▶ _Problem to work on_
The lines from the top of the data down to the line with "Looks good." should be repeated exactly, both ends included.

(Excerpts from a dataset)
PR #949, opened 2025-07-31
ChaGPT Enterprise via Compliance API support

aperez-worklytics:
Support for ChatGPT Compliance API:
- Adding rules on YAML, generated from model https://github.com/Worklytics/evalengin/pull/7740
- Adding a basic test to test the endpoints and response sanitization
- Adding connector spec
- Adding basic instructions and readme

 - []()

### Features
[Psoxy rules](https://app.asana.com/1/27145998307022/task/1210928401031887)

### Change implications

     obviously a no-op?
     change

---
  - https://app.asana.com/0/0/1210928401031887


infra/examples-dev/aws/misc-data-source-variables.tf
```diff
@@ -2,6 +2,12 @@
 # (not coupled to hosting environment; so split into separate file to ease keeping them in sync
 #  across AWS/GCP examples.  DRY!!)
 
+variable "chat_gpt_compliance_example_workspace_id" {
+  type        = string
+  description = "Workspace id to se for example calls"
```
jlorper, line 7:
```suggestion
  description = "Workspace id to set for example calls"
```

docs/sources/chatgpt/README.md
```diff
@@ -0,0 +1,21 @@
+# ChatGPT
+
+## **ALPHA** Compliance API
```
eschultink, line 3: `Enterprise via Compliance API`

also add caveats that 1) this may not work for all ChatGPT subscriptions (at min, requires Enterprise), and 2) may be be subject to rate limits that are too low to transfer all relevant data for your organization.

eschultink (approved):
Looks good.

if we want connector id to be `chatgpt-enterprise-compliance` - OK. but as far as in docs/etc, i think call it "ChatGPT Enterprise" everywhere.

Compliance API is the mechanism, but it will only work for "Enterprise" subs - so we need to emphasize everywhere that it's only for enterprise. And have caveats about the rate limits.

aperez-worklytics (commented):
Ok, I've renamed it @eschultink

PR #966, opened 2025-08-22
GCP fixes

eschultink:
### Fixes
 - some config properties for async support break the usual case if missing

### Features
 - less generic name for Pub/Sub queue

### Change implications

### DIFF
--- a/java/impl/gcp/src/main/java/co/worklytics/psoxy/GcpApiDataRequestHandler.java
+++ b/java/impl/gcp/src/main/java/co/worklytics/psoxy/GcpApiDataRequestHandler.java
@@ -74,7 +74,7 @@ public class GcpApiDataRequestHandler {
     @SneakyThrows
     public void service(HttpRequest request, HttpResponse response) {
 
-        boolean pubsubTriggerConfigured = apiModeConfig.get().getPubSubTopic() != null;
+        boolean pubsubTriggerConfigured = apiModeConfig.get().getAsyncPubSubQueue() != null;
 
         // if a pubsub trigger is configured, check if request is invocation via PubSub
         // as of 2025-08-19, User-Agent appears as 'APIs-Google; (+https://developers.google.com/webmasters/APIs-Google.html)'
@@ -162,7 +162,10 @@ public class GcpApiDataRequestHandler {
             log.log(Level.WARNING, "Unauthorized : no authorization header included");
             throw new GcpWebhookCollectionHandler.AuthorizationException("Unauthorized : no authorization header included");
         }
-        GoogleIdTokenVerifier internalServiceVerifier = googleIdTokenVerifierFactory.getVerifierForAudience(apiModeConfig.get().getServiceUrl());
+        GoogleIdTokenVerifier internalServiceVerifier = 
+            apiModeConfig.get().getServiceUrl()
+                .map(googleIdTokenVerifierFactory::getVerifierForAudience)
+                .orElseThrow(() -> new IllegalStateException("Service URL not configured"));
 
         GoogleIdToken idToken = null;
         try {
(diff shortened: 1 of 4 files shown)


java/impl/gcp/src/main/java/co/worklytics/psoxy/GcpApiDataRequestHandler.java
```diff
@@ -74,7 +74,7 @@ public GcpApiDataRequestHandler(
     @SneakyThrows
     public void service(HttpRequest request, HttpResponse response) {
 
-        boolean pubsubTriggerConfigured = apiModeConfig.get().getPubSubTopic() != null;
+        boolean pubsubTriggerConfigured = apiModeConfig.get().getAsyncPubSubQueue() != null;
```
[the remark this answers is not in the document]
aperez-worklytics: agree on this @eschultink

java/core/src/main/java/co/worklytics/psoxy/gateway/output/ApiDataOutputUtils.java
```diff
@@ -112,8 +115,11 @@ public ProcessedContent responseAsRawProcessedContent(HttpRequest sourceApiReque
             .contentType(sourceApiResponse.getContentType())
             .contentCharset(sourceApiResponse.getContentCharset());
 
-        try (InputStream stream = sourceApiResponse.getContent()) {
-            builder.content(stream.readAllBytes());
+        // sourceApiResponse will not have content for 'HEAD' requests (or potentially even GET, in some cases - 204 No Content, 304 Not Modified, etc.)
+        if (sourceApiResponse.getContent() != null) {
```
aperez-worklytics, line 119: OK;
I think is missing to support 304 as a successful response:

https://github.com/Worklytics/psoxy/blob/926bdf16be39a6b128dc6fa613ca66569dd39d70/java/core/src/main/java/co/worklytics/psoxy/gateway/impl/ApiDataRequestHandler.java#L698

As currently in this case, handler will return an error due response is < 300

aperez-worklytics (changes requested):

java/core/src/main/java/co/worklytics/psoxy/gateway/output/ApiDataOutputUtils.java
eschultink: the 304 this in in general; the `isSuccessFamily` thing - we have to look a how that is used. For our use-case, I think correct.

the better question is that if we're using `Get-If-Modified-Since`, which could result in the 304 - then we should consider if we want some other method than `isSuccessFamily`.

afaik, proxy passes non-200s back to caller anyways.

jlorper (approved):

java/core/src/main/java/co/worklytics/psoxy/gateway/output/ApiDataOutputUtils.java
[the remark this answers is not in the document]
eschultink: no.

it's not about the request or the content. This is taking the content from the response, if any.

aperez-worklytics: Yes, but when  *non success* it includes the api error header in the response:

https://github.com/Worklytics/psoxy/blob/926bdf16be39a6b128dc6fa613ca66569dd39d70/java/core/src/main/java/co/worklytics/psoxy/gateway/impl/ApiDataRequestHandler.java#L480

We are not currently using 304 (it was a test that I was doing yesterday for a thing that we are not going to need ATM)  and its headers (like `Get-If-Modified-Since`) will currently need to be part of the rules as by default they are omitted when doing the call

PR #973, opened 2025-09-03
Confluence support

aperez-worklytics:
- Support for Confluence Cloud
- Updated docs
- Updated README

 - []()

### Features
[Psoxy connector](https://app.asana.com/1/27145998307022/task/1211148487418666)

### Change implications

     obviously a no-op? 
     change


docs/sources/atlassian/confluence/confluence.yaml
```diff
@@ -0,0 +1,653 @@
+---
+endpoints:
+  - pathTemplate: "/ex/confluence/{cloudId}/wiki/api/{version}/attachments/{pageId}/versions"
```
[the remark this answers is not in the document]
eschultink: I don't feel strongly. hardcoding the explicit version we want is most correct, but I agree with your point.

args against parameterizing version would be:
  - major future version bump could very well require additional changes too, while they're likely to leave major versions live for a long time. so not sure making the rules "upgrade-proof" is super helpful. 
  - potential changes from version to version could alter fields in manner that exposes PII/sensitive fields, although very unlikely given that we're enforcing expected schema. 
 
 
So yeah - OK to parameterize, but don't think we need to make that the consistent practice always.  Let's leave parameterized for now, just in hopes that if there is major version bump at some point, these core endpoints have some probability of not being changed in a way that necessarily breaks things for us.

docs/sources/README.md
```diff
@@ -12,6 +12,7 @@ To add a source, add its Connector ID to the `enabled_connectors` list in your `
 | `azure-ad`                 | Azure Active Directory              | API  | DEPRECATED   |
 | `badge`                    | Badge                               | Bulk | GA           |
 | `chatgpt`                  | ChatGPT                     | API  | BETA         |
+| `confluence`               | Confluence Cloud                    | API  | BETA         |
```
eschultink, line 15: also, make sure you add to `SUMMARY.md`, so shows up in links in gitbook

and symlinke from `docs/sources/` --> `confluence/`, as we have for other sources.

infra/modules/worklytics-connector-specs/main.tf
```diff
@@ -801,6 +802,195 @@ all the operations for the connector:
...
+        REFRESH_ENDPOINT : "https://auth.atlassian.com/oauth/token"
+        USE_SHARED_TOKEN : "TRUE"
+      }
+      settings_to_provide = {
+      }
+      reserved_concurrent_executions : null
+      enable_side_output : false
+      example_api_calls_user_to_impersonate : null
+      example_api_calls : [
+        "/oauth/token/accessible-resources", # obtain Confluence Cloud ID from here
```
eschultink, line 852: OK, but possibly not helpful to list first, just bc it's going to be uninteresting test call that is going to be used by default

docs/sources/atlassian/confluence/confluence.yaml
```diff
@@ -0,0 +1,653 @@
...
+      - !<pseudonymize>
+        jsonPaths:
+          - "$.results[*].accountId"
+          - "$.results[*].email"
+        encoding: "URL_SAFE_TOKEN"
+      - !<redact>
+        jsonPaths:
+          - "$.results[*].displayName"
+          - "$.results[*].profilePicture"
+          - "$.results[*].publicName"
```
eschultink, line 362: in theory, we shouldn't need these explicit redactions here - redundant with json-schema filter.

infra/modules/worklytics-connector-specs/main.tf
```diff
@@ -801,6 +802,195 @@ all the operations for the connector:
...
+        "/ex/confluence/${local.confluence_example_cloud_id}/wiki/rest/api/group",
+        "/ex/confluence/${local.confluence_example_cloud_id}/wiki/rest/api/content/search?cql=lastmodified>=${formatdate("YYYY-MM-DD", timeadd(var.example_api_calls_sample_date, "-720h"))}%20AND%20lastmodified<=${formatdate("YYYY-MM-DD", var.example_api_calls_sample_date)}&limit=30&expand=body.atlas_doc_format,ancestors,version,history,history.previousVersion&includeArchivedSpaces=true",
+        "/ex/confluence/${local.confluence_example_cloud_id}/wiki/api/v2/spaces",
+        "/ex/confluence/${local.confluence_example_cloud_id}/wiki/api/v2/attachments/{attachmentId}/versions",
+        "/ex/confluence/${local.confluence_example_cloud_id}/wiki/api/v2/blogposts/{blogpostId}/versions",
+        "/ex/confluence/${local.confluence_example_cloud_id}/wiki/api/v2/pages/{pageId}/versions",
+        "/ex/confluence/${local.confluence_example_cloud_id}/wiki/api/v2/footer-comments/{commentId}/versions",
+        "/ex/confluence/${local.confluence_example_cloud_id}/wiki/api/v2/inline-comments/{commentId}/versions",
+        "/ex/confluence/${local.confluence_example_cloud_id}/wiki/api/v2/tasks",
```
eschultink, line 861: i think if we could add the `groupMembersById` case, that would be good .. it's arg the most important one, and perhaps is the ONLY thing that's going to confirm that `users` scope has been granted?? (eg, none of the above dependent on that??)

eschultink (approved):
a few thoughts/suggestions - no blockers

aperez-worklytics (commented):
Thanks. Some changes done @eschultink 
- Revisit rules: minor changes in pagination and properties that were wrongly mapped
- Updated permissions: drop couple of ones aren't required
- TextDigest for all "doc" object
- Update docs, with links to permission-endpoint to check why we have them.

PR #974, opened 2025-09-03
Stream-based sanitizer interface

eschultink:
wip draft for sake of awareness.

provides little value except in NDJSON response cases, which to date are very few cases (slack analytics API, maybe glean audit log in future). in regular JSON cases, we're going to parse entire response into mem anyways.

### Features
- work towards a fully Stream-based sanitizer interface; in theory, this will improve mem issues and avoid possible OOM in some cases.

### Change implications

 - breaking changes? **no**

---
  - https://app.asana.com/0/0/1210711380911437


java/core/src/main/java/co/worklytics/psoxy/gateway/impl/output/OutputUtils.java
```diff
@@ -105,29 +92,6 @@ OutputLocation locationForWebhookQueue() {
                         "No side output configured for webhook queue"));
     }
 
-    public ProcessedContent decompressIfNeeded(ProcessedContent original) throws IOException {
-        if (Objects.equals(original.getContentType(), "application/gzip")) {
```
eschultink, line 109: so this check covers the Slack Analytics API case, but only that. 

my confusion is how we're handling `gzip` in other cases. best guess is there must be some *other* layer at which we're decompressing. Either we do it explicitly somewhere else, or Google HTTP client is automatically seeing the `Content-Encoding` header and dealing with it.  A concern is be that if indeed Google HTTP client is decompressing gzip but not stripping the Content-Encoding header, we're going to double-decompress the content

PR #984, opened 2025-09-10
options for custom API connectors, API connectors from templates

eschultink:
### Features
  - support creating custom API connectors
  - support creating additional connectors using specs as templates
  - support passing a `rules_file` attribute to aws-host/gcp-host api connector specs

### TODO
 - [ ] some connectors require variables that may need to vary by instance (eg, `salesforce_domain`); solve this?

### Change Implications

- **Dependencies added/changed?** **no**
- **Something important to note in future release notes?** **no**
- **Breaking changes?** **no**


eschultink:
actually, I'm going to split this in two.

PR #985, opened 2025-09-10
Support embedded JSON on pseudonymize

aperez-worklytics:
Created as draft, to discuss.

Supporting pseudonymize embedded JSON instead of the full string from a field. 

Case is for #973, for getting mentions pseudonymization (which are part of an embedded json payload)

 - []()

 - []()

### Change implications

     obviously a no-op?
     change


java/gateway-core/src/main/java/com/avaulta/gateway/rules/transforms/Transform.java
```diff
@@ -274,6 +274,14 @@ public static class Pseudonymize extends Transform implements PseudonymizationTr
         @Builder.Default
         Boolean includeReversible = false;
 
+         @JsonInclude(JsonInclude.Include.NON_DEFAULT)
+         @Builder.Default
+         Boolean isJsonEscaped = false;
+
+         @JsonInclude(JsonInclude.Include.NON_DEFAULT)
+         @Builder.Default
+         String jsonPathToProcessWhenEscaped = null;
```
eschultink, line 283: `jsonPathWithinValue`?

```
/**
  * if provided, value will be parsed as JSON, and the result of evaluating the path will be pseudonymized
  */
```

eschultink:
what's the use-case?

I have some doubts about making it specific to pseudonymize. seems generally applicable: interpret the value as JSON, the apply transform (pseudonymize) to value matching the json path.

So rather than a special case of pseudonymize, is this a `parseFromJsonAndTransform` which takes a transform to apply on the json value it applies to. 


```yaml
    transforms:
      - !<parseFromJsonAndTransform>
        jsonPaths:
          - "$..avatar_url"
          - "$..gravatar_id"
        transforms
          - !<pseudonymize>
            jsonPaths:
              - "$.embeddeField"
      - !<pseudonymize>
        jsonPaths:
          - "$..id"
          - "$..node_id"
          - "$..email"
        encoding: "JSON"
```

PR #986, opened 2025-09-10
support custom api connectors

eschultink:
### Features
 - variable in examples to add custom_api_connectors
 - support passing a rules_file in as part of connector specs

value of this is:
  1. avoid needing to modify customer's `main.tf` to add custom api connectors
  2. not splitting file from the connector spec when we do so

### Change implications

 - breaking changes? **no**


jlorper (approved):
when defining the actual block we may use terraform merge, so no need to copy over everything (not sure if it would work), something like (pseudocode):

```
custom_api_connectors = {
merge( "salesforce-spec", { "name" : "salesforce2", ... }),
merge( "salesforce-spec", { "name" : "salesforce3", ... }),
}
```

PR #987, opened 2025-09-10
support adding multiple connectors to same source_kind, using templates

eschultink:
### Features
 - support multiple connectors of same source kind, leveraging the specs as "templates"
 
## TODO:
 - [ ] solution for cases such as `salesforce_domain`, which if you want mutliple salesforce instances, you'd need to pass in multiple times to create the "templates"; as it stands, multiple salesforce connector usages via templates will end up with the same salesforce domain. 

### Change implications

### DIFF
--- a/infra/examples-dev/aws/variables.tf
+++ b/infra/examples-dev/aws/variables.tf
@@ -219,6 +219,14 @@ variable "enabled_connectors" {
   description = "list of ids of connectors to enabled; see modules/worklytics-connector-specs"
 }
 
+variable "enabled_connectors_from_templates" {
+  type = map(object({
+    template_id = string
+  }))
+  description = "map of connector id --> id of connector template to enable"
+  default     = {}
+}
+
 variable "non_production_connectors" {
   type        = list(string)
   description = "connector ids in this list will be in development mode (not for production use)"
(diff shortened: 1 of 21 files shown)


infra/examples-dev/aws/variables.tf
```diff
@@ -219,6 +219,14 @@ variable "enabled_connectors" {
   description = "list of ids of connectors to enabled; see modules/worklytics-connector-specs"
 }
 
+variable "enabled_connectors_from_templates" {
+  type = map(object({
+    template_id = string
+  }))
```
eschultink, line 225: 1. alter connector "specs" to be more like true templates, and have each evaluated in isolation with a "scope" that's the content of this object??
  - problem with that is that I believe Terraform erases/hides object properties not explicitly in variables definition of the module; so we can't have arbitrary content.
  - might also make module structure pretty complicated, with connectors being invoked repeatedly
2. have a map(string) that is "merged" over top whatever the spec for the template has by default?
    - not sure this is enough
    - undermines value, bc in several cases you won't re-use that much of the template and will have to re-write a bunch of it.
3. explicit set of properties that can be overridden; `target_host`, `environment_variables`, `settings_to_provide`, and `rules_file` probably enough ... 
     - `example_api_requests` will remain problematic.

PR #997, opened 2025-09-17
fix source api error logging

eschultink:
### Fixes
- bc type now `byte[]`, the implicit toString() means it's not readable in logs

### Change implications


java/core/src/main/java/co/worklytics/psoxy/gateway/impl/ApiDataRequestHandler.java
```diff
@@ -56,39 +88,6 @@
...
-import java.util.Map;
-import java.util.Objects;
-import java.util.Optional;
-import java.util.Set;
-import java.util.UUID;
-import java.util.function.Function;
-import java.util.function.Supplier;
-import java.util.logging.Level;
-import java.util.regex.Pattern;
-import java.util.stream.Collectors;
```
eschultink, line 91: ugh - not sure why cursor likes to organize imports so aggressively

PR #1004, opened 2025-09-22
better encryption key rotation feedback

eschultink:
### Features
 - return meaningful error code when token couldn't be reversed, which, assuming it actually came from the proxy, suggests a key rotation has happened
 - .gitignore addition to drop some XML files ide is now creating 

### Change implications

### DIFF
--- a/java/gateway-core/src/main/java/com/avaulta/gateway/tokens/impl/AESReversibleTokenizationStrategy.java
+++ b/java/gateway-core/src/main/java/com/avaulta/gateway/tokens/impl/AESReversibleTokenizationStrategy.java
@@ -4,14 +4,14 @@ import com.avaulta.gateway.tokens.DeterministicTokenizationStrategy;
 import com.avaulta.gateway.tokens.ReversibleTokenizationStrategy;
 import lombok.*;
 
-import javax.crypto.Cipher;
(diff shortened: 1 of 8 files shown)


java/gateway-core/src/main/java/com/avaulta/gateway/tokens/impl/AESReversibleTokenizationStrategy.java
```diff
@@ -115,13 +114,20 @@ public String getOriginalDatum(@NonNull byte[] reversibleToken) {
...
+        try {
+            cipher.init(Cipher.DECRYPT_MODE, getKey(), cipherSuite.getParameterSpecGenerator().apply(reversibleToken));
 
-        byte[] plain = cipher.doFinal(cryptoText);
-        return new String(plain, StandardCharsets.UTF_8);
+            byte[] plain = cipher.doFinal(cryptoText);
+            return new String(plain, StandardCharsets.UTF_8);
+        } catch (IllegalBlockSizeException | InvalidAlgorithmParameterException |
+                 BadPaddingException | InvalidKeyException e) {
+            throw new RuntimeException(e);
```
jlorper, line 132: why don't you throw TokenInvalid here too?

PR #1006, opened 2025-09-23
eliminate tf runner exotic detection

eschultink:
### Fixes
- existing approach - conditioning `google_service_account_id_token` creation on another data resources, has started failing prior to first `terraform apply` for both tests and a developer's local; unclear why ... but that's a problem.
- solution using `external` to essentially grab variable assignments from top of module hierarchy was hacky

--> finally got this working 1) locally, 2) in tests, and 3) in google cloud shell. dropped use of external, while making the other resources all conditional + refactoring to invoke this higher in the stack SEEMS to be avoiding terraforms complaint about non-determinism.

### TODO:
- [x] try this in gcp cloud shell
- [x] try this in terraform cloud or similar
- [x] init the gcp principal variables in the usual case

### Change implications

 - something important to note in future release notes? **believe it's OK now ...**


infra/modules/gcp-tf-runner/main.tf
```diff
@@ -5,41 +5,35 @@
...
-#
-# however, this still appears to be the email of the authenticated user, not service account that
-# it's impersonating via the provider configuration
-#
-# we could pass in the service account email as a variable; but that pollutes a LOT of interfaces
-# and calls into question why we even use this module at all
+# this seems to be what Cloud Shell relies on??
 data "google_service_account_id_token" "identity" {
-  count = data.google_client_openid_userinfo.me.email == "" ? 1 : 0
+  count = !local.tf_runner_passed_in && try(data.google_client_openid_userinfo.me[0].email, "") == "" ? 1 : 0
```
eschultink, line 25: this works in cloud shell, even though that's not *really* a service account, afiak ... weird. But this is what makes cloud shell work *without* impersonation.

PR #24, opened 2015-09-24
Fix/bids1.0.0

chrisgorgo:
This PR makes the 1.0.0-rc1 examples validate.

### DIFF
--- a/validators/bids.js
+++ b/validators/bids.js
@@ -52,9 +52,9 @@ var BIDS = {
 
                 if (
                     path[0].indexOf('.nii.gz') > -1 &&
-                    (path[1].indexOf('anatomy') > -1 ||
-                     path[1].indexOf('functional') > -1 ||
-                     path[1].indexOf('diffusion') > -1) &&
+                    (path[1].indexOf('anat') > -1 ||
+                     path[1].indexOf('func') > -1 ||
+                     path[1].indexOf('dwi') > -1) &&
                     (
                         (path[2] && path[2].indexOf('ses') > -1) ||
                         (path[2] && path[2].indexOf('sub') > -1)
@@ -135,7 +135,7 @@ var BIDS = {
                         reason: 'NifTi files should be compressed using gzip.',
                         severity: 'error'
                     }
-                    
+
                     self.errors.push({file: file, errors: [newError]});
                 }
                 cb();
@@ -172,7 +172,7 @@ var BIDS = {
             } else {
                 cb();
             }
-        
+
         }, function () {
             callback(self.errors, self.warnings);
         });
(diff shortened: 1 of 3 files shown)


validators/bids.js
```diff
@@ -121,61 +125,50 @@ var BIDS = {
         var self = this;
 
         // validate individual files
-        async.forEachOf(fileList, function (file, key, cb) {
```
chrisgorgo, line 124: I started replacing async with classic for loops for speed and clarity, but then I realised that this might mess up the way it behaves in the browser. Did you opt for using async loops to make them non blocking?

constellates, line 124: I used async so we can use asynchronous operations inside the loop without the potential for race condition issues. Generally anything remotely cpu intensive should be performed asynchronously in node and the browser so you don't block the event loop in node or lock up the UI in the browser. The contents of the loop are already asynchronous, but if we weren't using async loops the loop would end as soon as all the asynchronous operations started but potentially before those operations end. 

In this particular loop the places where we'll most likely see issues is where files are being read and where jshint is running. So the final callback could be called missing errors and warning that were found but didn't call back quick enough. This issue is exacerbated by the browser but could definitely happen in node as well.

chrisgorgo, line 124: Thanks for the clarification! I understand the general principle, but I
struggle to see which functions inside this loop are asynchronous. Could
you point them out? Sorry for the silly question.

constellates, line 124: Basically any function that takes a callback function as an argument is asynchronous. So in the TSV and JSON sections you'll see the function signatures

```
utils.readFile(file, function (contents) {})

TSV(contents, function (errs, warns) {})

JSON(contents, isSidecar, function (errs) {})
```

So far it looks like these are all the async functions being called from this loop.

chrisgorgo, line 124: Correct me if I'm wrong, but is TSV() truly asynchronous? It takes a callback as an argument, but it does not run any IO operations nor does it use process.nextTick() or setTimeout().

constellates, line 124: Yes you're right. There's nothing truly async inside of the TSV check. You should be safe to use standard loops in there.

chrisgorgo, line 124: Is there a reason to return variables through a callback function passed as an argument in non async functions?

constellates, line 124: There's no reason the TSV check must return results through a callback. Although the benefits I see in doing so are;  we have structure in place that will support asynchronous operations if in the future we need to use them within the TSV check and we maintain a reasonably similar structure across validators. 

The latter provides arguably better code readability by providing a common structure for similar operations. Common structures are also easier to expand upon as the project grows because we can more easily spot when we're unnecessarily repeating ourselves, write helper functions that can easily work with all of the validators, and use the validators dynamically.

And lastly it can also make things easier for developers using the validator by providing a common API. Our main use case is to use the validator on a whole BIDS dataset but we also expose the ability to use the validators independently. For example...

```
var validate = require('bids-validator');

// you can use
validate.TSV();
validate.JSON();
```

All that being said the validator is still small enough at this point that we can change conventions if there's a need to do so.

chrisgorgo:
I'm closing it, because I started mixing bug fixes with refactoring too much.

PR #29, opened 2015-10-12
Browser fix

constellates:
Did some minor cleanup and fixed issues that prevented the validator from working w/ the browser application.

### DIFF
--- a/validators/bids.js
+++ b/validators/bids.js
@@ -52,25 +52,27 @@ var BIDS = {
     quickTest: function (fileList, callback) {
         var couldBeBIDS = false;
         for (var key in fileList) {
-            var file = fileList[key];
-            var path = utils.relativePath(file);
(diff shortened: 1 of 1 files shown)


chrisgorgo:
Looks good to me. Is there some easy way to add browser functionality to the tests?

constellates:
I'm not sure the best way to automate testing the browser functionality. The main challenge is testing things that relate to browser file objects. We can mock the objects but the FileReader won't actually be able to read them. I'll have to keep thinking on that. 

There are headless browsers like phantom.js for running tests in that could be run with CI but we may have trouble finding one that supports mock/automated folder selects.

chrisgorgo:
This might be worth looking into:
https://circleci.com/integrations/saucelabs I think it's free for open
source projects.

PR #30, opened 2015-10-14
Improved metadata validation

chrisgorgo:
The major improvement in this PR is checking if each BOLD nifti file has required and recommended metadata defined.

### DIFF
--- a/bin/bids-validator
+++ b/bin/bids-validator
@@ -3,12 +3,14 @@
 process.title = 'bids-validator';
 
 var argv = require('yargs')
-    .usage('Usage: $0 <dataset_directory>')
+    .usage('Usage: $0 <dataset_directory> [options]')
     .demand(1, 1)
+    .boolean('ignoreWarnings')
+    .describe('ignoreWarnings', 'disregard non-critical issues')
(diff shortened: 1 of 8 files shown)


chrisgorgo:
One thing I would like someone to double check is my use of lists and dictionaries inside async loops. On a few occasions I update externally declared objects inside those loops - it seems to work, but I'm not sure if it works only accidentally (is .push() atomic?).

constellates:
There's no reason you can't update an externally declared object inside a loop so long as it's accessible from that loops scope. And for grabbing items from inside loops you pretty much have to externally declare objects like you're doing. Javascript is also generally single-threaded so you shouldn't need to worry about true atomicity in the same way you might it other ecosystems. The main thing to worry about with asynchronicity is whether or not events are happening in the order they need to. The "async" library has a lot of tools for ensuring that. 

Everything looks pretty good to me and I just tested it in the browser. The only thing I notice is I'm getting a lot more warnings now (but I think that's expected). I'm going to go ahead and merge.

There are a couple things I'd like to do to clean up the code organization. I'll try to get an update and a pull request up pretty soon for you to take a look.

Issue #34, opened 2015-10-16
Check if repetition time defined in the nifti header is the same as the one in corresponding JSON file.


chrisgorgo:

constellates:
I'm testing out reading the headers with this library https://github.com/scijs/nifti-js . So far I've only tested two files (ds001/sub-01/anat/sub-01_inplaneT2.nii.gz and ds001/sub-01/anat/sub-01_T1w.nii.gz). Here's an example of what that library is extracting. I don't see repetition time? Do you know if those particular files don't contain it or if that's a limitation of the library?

▶ _Response to the exercise_
PR #949, opened 2025-07-31
ChaGPT Enterprise via Compliance API support

aperez-worklytics:
Support for ChatGPT Compliance API:
- Adding rules on YAML, generated from model https://github.com/Worklytics/evalengin/pull/7740
- Adding a basic test to test the endpoints and response sanitization
- Adding connector spec
- Adding basic instructions and readme

 - []()

### Features
[Psoxy rules](https://app.asana.com/1/27145998307022/task/1210928401031887)

### Change implications

     obviously a no-op?
     change

---
  - https://app.asana.com/0/0/1210928401031887


infra/examples-dev/aws/misc-data-source-variables.tf
```diff
@@ -2,6 +2,12 @@
 # (not coupled to hosting environment; so split into separate file to ease keeping them in sync
 #  across AWS/GCP examples.  DRY!!)
 
+variable "chat_gpt_compliance_example_workspace_id" {
+  type        = string
+  description = "Workspace id to se for example calls"
```
jlorper, line 7:
```suggestion
  description = "Workspace id to set for example calls"
```

docs/sources/chatgpt/README.md
```diff
@@ -0,0 +1,21 @@
+# ChatGPT
+
+## **ALPHA** Compliance API
```
eschultink, line 3: `Enterprise via Compliance API`

also add caveats that 1) this may not work for all ChatGPT subscriptions (at min, requires Enterprise), and 2) may be be subject to rate limits that are too low to transfer all relevant data for your organization.

eschultink (approved):
Looks good.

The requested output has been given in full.